Окуль действительно было жарким. Его постоянно лихорадило — несколько лет подряд температура воды повышалась независимо от времени года, потом несколько лет падала и цикл повторялся, но уже на слегка повышенных градусах. Сейчас был как раз пик, и скользкая береговая линия напоминала расплавленную, не до конца остывшую пемзу. Клара Айгуль вспомнила показанную ей Яном довоенную этикетку от радиевого мыла. Впрочем, вода была всё же прохладнее, чем парившие на берегу скальные камни. Дмитрий же Патрикеевич считал этот пансионат крайне благоприятным для своих ревматизмов и детской психики.

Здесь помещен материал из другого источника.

PR #963, opened 2015-12-21
ASButtonNode content alignement properties

1nput0utput:
@appleguy This small change allows content alignment like in the UIButton. The reason I had initially implemented this was to align 4 ASButtonNodes with flexBasis set with ASRelativeDimension(type: .Percent, value: 0.25). I simply wanted the ability to align ASButtonNode's content to make my whole view look good. I will create another PR for other behaviours I have in my app.
 
screen shot 2015-12-20 at 9 36 10 pm

### DIFF
--- a/AsyncDisplayKit/ASButtonNode.h
+++ b/AsyncDisplayKit/ASButtonNode.h
@@ -31,6 +31,17 @@ typedef enum : NSUInteger {
  */
 @property (nonatomic, assign) BOOL laysOutHorizontally;
 
+/** Horizontally align content(text or image).
+ Defaults to ASAlignmentMiddle.
+ */
+@property (nonatomic, assign) ASHorizontalAlignment contentHorizontalAlignment;
+
+/** Vertically align content(text or image).
+ Defaults to ASAlignmentCenter.
+ */
+@property (nonatomic, assign) ASVerticalAlignment contentVerticalAlignment;
+
+
 - (NSAttributedString *)attributedTitleForState:(ASButtonState)state;
 - (void)setAttributedTitle:(NSAttributedString *)title forState:(ASButtonState)state;
 
--- a/AsyncDisplayKit/ASButtonNode.h
+++ b/AsyncDisplayKit/ASButtonNode.h
@@ -31,12 +31,12 @@ typedef enum : NSUInteger {
  */
 @property (nonatomic, assign) BOOL laysOutHorizontally;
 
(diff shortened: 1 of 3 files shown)


AsyncDisplayKit/ASButtonNode.mm
```diff
@@ -195,8 +195,8 @@ - (ASLayoutSpec *)layoutSpecThatFits:(ASSizeRange)constrainedSize
   ASStackLayoutSpec *stack = [[ASStackLayoutSpec alloc] init];
   stack.direction = self.laysOutHorizontally ? ASStackLayoutDirectionHorizontal : ASStackLayoutDirectionVertical;
   stack.spacing = self.contentSpacing;
-  stack.justifyContent = ASStackLayoutJustifyContentCenter;
-  stack.alignItems = ASStackLayoutAlignItemsCenter;
+  stack.horizontalAlignment = self.contentHorizontalAlignment ? self.contentHorizontalAlignment : ASAlignmentMiddle;
```
appleguy: @1nput0utput can you set _contentHorizontalAlignment, and _contentVerticalAlignment, to the default values in the -init method for the button?  (use the ivars, not the property for efficiency).  Then here, set the stack properties directly to the ivar values without checking them.  Nothing guarantees that the enum values won't be zero anyway, so I'm not sure it is ideal to use the ternary operator to check if they have been set to non-default values.

AsyncDisplayKit/ASButtonNode.h
```diff
@@ -31,6 +31,17 @@ typedef enum : NSUInteger {
  */
 @property (nonatomic, assign) BOOL laysOutHorizontally;
 
+/** Horizontally align content(text or image).
```
appleguy: Add space before (

appleguy:
Thanks for thinking about improvements to ASButtonNode!  @rcancro, @nguyenhuy, @Adlai-Holler - any ideas on a different way to do this with the current layout system, or does this seem like the best way?  It does minimize exposing different properties of the stack, and we can't really expose the stack layout spec directly anyway without holding a reference to it, which is not allowed with the current design.

AsyncDisplayKit/ASButtonNode.mm
1nput0utput: @appleguy I'll make the changes. It'll be much legible.

appleguy:
@1nput0utput thank you!  This is nice and clean, simple but useful!

PR #964, opened 2015-12-21
Review cleanups to ASPagerNode

levi:


aaronschubert0:
Hey @levi, this is awesome. Can't wait to use this. Just curious on why collection node's reload methods are substantially more expensive than UICollectionViews? Is this because there is a extra layer going through the node?

appleguy:
@aaronschubert0 it's because the nodes are destroyed and re-created.  Granted, nodes are cheap to allocate, and even in the case of a full reloadData, it doesn't force layout / height calculations (table) or size calculations (collection) to be done synchronously.  In addition to not forcing them synchronously, they are done concurrently on multiple cores with ASDK.  So as long as you don't call -reloadDataImmediately, it should actually be faster than UIKit to call -reloadData on an ASCollectionView if your cells have any amount of dynamic sizing (such as checking the size of text).

There is a /lot/ of documentation that is still needed for AsyncDisplayKit to help communicate these many details, but it's just been a tradeoff of either writing the code to make the framework that much more advanced, or stopping work to describe what has been done :-P

AsyncDisplayKit/ASPagerNode.m
```diff
@@ -27,29 +27,34 @@ - (instancetype)init
...
   return self;
 }
 
-- (void)reloadData
+- (void)didLoad
 {
-  [self.view reloadData];
+  [super didLoad];
+  
+  self.view.asyncDataSource = self;
```
appleguy: Stylistically, but also for performance on the oldest devices, prefer creating a local variable for any properties accessed more than once (but especially more than three times).

AsyncDisplayKit/ASPagerNode.m
```diff
@@ -27,29 +27,34 @@ - (instancetype)init
...
 }
 
-- (void)setTuningParameters:(ASRangeTuningParameters)tuningParameters forRangeType:(ASLayoutRangeType)rangeType
+#pragma mark - Helpers
+
+- (void)scrollToPageAtIndex:(NSInteger)index animated:(BOOL)animated
 {
-  [self.view setTuningParameters:tuningParameters forRangeType:rangeType];
+  NSIndexPath *indexPath = [NSIndexPath indexPathForItem:index inSection:0];
+  [self.view scrollToItemAtIndexPath:indexPath atScrollPosition:UICollectionViewScrollPositionLeft animated:animated];
```
appleguy: Hmm, interesting - I see the logic behind left, but I think most clients will use this with some spacing and intending to be centered onscreen...so maybe we should initially default to center and see how it goes.

appleguy:
Thanks @levi, some nice improvements here!  I think a next step is something similar to ASPendingState for collection / table node, but it is not as time-sensitive.

aaronschubert0:
Thanks for that explanation @appleguy clears up the myth that I believed that reloading ASCollectionView is a lot slower than the UIKit call. Yeah I definitely prefer advancing the framework :D

PR #2478, opened 2016-10-25
[ASDimension] Add ASLayoutSizeAuto

maicki:
Add `ASLayoutSizeAuto` to easier check if the `layoutSize` of an `ASLayoutElement` is set to auto width and height.


maicki:
@Adlai-Holler Could you give that a look please

Issue #2457, opened 2016-10-21
Table & Collection Node Should Enqueue Initial Reload If Needed


Adlai-Holler:
For instance, if you set up a data source and do:

```objectivec
ASTableNode *node = [[ASTableNode alloc] init];
NSInteger sectionCount = node.numberOfSections;
```

You will get 0 back because the initial reload has not been enqueued. This is surprising and inconvenient. There is a property `ASDataController.initialReloadDataHasBeenCalled` that could be used to call `reloadData` when the user accesses these properties so that they return the correct values.

The following methods at the very least should do this:
- numberOfSections
- numberOfRowsInSection
- nodeForRowAtIndexPath

PR #2479, opened 2016-10-26
Table & Collection Node Should Enqueue Initial Reload If Needed

george-gw:
refs #2457

- Call reloadData if necessary when accessing specific methods.
- Added test case.

NB: Since the nodes aren't visible at this time, you won't be able to get all the correct information from the node, for instance:

```
NSIndexPath *indexPath = [NSIndexPath indexPathForItem:0 inSection:0];
ASCellNode *node = [cn nodeForItemAtIndexPath:indexPath];
```

In this case `node.indexPath`will actually be `nil` even if the node itself is correct. Take a look at #2468.

### DIFF
--- a/AsyncDisplayKit/ASCollectionNode.mm
+++ b/AsyncDisplayKit/ASCollectionNode.mm
@@ -337,13 +337,22 @@
 
 #pragma mark - Querying Data
 
+- (void)reloadDataInitiallyIfNeeded
+{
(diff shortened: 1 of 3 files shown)


Adlai-Holler:
Such a huge improvement in a small diff. And a unit test too! Nice @george-gw .

Note: Tested with Pinterest and we're looking good.

Issue #2483, opened 2016-10-26
Return CGSizeZero for style.preferredSize if width and height are not of unit type ASDimensionUnitFraction


maicki:
If `width` and `height` of an ASLayoutElement is not of unit type `ASDimensionUnitPoints` we throw an assertion for accessing the `style.preferredSize`.

The initial idea was to push the responsibility that the `preferredSize` was set before accessing it. After using it a bit more in production code we decided to change the logic around accessing it a bit.

Instead of throwing an assertion if the unit type is not `ASDimensionUnitPoints` we will throw an assertion if the unit type is `ASDimensionUnitFraction`. If the unit type is `ASDimensionUnitPoints` or `ASDimensionUnitAuto` we will use the value of the `width` and `height` dimension to create the size to return.

PR #2484, opened 2016-10-26
[Layout] Only throw if width or height are fractions in preferredSize getter

maicki:
If width and height of an `ASLayoutElement` is not of unit type `ASDimensionUnitPoints` we throw an assertion for accessing the `style.preferredSize`.

Instead of throwing an assertion if the unit type is not `ASDimensionUnitPoints` we will throw an assertion if the unit type is `ASDimensionUnitFraction`. If the unit type is `ASDimensionUnitPoints` or `ASDimensionUnitAuto` we will use the value of the `width` and `height` dimension to create the size to return.

Addresses: #2483


maicki:
@Adlai-Holler @appleguy Ready for review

Две стайки девушек на пляже, похожие на когти подземного кота, процарапывали набухший закат, и тут же небесные канцеляристы, вставляя в прорехи апокалипсические мундштуки, надували, словно шкодливыми соломинами, гроздья багряно-облачных прохладных жаб. Смутному Яну, возжелавшему выпрыгнуть из зацветшего, как вода, городского воздуха, но лишённого её (невинной героини), спасительного листа кувшинки, оставался только дарвиновский рейс в этот соленый приболотный порт, объеденный, как череп, солнцем вместе с былыми слёзными потаённостями, обморочаньем по углам и пряной ложью, в которых он самозарождался, будто лягушка до здешнего, клинописного, как скальная ящерка, наброска сухой и безжалостной, новой, надеялся он, жизни. Но было всё по-старому. Ян получил место, в отдельном припляжном павильоне, Клара Айгуль же вместе с Дмитрием Патрикеевичем заселились в основном здании, выше к перевалу. Когда маленький, синий, намазанный кефиром платочек падал с её плеч, словно обугленных после воландова бала, то по балконным верёвкам, как по нотам, прыгали соседские плавки, голые окна скидывали полотенца, фикусы — свои кадки, и взвинченный Яном лестничный пролёт так походил на сопло, что наутро ему приходилось на час дольше карабкаться к её корпусу вверх по степной сопке, на вершине которой, предполагал он, в жабий кружок собирались и другие сиреневые пагоды, выписанные чьими-то любовными кисточками из юмейских многоэтажек, оставлявшими лакуны в спальных пейзажах, пока не подсыхала лунная грунтовка, по осеннем возвращении расплывавшаяся причудливыми разводами, лакомыми страстным следопытам.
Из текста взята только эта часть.